Assigned task
Locate the line bearing "Issue #5113, opened 2023-08-30" in the material below, then reproduce it and each following line up to and including the line bearing "The time of".
⁂
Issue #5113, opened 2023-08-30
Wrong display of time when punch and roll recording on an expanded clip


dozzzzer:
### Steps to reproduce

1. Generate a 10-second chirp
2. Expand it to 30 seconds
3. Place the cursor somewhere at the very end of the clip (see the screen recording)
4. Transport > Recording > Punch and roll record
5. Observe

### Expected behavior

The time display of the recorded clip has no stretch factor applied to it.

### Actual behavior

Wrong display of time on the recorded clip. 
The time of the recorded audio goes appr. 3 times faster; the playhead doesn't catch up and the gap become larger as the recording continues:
⁂
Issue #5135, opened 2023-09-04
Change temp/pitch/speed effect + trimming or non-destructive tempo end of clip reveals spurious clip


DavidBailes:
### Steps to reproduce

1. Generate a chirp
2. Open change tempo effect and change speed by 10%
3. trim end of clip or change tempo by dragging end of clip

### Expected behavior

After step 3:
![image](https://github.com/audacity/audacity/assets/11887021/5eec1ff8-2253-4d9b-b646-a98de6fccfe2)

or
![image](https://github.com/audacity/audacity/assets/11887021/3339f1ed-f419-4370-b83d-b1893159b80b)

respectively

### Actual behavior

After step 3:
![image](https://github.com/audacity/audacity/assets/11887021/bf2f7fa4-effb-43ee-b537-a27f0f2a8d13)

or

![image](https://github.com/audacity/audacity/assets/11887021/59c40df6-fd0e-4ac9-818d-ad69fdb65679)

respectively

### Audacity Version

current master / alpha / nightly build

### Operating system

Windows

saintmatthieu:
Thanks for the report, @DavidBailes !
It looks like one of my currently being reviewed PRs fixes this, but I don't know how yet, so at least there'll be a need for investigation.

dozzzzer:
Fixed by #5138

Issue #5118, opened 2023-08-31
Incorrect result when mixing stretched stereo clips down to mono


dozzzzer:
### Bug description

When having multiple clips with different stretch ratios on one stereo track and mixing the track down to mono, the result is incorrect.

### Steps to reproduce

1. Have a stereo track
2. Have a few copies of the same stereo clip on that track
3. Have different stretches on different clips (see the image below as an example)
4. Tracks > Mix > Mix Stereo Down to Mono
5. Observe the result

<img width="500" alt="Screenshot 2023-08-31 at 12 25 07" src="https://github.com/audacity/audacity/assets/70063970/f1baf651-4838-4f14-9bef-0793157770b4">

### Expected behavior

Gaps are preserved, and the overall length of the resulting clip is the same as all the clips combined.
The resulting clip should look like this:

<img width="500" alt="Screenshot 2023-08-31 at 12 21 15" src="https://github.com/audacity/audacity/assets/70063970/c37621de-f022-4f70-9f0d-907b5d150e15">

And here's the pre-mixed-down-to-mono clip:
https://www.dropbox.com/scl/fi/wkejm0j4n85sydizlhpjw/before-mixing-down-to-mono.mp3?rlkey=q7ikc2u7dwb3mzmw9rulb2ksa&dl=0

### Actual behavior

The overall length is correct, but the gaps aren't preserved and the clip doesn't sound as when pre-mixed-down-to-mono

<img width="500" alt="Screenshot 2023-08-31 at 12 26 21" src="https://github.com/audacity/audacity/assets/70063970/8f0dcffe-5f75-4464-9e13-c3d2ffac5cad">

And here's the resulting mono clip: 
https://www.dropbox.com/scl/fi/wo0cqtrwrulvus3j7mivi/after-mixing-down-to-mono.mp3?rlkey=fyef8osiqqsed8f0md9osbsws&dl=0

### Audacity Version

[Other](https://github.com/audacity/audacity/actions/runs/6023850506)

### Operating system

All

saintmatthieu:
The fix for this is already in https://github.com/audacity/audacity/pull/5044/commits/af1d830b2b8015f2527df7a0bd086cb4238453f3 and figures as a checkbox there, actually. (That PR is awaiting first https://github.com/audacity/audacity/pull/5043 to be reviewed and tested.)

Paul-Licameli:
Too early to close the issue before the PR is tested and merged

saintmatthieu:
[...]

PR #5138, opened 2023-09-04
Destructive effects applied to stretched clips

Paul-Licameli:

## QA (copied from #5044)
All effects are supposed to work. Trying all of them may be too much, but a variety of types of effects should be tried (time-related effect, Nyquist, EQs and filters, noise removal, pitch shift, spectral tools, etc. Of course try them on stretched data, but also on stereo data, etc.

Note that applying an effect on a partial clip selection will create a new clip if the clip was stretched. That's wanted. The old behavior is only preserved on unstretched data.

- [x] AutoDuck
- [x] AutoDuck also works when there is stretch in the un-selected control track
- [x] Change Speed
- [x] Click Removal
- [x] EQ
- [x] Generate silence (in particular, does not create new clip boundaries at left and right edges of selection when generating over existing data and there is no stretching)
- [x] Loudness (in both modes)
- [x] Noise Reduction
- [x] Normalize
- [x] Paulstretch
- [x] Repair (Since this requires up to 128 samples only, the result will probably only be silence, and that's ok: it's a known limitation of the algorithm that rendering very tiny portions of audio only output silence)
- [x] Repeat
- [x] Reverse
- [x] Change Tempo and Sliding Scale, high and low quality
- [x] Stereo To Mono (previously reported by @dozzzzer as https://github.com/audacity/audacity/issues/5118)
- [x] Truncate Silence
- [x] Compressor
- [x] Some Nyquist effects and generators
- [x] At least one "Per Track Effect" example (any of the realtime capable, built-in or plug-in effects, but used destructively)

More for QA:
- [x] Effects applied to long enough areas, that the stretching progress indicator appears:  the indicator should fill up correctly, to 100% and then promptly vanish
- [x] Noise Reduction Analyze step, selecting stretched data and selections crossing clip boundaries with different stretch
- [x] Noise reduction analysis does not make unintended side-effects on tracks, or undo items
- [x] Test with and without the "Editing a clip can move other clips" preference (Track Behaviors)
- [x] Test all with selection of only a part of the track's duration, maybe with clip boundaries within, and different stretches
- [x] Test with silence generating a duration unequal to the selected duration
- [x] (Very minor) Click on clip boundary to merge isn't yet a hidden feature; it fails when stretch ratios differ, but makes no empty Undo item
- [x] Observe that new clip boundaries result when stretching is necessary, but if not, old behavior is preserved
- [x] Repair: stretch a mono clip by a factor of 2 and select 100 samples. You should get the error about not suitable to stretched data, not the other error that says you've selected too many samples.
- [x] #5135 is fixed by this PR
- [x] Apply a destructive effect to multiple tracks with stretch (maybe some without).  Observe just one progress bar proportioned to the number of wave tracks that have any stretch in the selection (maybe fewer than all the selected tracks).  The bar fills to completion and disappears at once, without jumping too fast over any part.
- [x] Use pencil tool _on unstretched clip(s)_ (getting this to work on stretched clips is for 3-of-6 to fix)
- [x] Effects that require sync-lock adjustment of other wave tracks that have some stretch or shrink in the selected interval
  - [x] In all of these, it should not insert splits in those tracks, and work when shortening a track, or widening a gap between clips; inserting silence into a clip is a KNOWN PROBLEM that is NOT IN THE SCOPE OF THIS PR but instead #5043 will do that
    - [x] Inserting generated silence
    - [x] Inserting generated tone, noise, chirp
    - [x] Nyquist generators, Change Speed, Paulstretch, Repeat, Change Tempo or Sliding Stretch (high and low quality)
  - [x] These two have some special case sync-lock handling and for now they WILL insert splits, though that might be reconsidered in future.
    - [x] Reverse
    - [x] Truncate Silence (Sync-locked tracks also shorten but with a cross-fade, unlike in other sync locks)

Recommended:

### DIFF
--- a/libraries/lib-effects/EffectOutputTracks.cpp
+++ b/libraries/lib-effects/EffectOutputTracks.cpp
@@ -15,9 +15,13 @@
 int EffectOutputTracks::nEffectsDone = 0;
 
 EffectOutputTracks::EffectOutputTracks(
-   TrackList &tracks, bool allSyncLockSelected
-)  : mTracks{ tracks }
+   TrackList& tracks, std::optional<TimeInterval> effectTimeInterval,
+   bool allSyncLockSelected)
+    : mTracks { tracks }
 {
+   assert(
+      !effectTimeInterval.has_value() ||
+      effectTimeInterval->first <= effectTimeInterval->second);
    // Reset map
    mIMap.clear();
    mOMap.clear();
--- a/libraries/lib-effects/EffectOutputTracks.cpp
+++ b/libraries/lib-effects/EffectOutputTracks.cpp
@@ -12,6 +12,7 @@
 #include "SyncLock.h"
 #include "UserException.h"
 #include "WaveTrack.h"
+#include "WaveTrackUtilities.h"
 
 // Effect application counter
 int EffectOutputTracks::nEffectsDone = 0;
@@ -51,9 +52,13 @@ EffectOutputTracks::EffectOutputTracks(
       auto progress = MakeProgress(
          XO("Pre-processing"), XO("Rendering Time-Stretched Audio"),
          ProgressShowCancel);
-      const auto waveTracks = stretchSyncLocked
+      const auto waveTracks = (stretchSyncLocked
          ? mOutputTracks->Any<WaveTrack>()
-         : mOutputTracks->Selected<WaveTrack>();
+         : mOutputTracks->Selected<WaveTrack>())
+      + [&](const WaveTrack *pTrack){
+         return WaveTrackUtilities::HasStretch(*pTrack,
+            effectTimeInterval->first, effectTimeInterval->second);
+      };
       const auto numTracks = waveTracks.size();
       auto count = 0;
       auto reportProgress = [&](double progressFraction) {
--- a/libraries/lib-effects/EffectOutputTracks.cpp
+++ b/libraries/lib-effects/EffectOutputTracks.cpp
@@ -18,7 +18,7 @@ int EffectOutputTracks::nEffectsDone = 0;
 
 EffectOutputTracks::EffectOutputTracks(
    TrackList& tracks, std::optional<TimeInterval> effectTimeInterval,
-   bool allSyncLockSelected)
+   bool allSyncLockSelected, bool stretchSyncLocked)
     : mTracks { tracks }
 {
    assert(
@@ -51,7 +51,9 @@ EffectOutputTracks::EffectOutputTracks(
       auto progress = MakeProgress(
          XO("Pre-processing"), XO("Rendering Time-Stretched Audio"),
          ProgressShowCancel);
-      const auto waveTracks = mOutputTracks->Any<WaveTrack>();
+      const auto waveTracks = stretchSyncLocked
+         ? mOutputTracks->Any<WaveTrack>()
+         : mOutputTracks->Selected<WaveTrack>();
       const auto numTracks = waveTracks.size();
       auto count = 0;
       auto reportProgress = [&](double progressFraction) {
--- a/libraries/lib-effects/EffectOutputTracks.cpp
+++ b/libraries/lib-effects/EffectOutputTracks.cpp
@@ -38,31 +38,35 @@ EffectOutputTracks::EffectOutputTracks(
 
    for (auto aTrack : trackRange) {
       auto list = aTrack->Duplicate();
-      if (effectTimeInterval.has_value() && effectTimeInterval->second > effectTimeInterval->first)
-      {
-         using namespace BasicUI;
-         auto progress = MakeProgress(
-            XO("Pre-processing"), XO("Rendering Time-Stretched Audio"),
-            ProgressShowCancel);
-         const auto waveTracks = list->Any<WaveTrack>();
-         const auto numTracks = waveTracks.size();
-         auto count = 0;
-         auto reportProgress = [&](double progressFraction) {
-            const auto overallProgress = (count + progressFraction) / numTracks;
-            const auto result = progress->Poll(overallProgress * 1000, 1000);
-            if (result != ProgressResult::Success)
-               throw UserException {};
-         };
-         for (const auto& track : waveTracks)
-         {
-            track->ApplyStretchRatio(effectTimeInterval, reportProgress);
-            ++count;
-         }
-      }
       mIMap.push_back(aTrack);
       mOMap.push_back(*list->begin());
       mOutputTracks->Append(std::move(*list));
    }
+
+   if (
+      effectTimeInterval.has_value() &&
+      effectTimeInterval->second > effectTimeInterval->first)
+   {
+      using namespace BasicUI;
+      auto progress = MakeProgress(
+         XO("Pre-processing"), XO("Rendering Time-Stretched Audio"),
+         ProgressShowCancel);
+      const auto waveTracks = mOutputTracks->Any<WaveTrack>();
⁂
Answer space
Issue #5113, opened 2023-08-30
Wrong display of time when punch and roll recording on an expanded clip


dozzzzer:
### Steps to reproduce

1. Generate a 10-second chirp
2. Expand it to 30 seconds
3. Place the cursor somewhere at the very end of the clip (see the screen recording)
4. Transport > Recording > Punch and roll record
5. Observe

### Expected behavior

The time display of the recorded clip has no stretch factor applied to it.

### Actual behavior

Wrong display of time on the recorded clip. 
The time of the recorded audio goes appr. 3 times faster; the playhead doesn't catch up and the gap become larger as the recording continues:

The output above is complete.